Couples who have been happily married for some time often have best relationship advice to give to people who are just getting married or who are contemplating marriage. Since they’ve already experienced a lot of the highs and lows that marriage can bring, they’re better at providing ideas which can help other people do the same. Here are 10 of the most important takeaways they’ve offered to the world.
When you marry the wrong person, or you get married “just to get married,” you set yourself and your long-term prospects for a good marriage up for failure. That doesn’t mean no one has managed to make it work before under those circumstances, but it’s a lot less likely to be successful. If you’re not marrying the right person, and it’s not for actual love (not infatuation), don’t do it and this is the first relationship advice.
People can have issues, and those issues often get projected onto their partners and their relationships. But that doesn’t have to be the case. When there are mental health concerns, for example, getting the proper help and working through the problems can help both people and the relationship be healthier and stronger for the long term.
The third relationship advice is that the marriage requires good communication. You need to be able to talk to each other and sort out any problems you have. But if you don’t respect one another, it can be very hard to have a good marriage for the long term.
People don’t stay the same throughout their lives, and you shouldn’t expect you or your partner to be the same, either. By embracing the changes instead of fighting against them, you’ll have a better chance at a happier and healthier marriage.
Things won’t always be a fairy tale, and it’s important to be ready for that and understand it. There will be times that don’t feel as good, or you don’t feel “in love” with your partner, but those times will pass. Working through them is valuable for a good marriage and long-term happiness together.
Give each other space to do the things you want to do in life, and make sure to take some alone time. Being together can be wonderful, but you don’t want to lose who you are in trying to please your partner. Both people in a marriage need to feel like they’re still independent people, too.
It’s not always easy to talk about things that are bothering you, or things that are hurtful or difficult. But talking about those kinds of things is how you help make your marriage better. There shouldn’t be any topic that’s completely off limits, unless you and your partner have both agreed to that and it’s not causing a problem for either one of you. Being on the same page with communication matters.
Forgiveness is a big part of a good, long-lasting marriage. You don’t have to overlook or accept anything and everything your partner does, of course, but you’ll want to be willing to forgive the things that aren’t going to be deal-breakers for your life together. Staying together means understanding that you’re both human and will make mistakes.
Nineth best relationship advice is thet the little things in life matter, and when you pay attention to them you show that you’re learning about who your partner is and what’s important to them. By ignoring the little things that matter to your partner, you’re showing them that those things are insignificant or that you don’t want to know them on a deeper level — and that can spell disaster for your marriage.

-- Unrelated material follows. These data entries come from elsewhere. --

PR #26, opened 2026-02-27
feat: add LendaSwap provider

Kukks:
## LendaSwap provider (v0.2.34) on the multi-provider swap framework

Adds [LendaSwap](https://github.com/satoraHQ/lendaswap-sdk) as a second `ISwapProvider` alongside Boltz, extending the swap router to cover Ark↔EVM (Ethereum / Polygon / Arbitrum), Ark↔BTC-onchain, and Lightning↔EVM routes that Boltz doesn't cover.

### What's in the branch

- **HTTP client** (`NArk.Swaps/LendaSwap/Client/`): typed `LendaSwapClient` with `Quotes` / `Swaps` / `Status` partials covering the three live endpoints (`POST /api/vtxo-swap`, `GET /api/vtxo-swap/{id}`, `GET /api/vtxo-swap/estimate`).
- **Provider** (`LendaSwapProvider`): implements `ISwapProvider`, routes Ark↔EVM/BTC/LN, polls active swaps every 30s, raises `SwapStatusChangedEvent` on transitions, maps LendaSwap status strings to `ArkSwapStatus`.
- **Routing extensions**: `SwapAsset.Erc20(chain, contractAddress)` factory + `SwapNetwork.EvmEthereum`/`EvmPolygon`/`EvmArbitrum` enum values (additive — master's `BoltzSwapProvider` is unaffected).
- **DI**: `AddLendaSwapProvider(Action<LendaSwapOptions>?)` extension on `SwapServiceCollectionExtensions`.
- **Tests**: unit tests for `LendaSwapClient` (mocked HTTP) + `SwapRouting`; E2E tests with server-availability gating so they're skipped when the LendaSwap server is offline.

### Rebased onto current master (was 33 commits behind)

The branch was originally proposed before the multi-provider architecture (PR #79) landed. The foundational pieces — `SwapNetwork`/`SwapAsset`/`ISwapProvider`/the `BoltzSwapProvider` + `SwapsManagementService` refactor — were already extracted and merged. This rebase keeps **only the LendaSwap-specific commits** (8 commits) and reconciles them with master's modern API:

- `LendaSwapProvider.StartAsync` updated to the new `(CancellationToken)` signature.
- Removed dead `CreateSwapAsync` / `RefundSwapAsync` overrides (the interface drops them).
- Test mocks updated from `IChainTimeProvider` → `IBitcoinBlockchain` (the unified blockchain abstraction master adopted via #53).

### Brought up to LendaSwap SDK v0.2.34

Three upstream changes since v0.2.31 (when this branch was last touched against) are reflected:

1. **`extra_fees` (v0.2.33)** — optional per-swap surcharge in basis points (0..max_extra_fee_bps configured on the matching developer key on the LendaSwap side). Added as a nullable `int? ExtraFees` on **all 10 `Create*Request` DTOs** + as an optional `extraFees:` parameter on `LendaSwapClient.GetQuoteAsync`.
2. **`referral_code` (v0.2.34)** — wire field renamed from `reflink_code`. All request DTOs renamed `ReflinkCode` → `ReferralCode` (with the `referral_code` JSON wire name). `LendaSwapOptions.ReferralCode` is the canonical client-level default; `ReflinkCode` retained as `[Obsolete]` alias mirroring the ts-sdk's `withOrgCode` deprecation-not-removal policy.
3. **Detailed API status (v0.2.32)** — the existing status response already exposes the per-swap status string we consume; no additional client surface required for the integration.

The PR description used to cite v0.2.20 — that tag is gone from upstream history (releases were rewritten); current is v0.2.34, and the branch is now pinned to it.

### Test plan

- [x] `dotnet build` clean across `NArk.Swaps`, `NArk.Tests`, `NArk.Tests.End2End`.
- [x] **437/437 unit tests pass** locally (`dotnet test NArk.Tests`).
- [ ] CI green on the rebased commit (`1013cde`).
- [ ] E2E green when the LendaSwap test server is available (the suite gates on server availability and skips otherwise).

### DIFF
--- a/NArk.Swaps/Abstractions/SwapAsset.cs
+++ b/NArk.Swaps/Abstractions/SwapAsset.cs
@@ -8,4 +8,12 @@ public record SwapAsset(SwapNetwork Network, string AssetId)
 
     public static SwapAsset ArkAsset(string assetId)
         => new(SwapNetwork.Ark, assetId);
+
+    /// <summary>
+    /// ERC-20 token asset on an EVM chain — used by cross-chain providers
+    /// (LendaSwap) where <paramref name="contractAddress"/> is the 0x-prefixed
+    /// token contract address on the chosen <paramref name="chain"/>.
+    /// </summary>
+    public static SwapAsset Erc20(SwapNetwork chain, string contractAddress)
+        => new(chain, contractAddress);
 }
--- a/NArk.Swaps/Abstractions/SwapNetwork.cs
+++ b/NArk.Swaps/Abstractions/SwapNetwork.cs
@@ -5,4 +5,7 @@ public enum SwapNetwork
     Ark,
     BitcoinOnchain,
     Lightning,
+    EvmEthereum,
+    EvmPolygon,
+    EvmArbitrum,
 }
--- a/NArk.Swaps/Hosting/SwapServiceCollectionExtensions.cs
+++ b/NArk.Swaps/Hosting/SwapServiceCollectionExtensions.cs
@@ -6,6 +6,8 @@ using NArk.Swaps.Abstractions;
 using NArk.Swaps.Boltz;
 using NArk.Swaps.Boltz.Client;
 using NArk.Swaps.Boltz.Models;
+using NArk.Swaps.LendaSwap;
+using NArk.Swaps.LendaSwap.Client;
 using NArk.Swaps.Policies;
 using NArk.Swaps.Recovery;
 using NArk.Swaps.Services;
@@ -77,4 +79,20 @@ public static class SwapServiceCollectionExtensions
         return services;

Not fighting at all isn’t realistic for a long-term marriage, but it’s important to fight fairly. You don’t want to say hurtful things, or attack your partner. You can apologize later, but you can’t undo what you’ve said. So make sure you’re choosing your words carefully.
When it comes to having a healthy, happy marriage, there’s a lot of work involved. But that doesn’t mean it’s not worth it. For people who marry the right person for the right reasons, fight fairly, and learn to work through any trials they face, there can be a lot of love and joy that comes along with marriage and spending their life with someone they care about.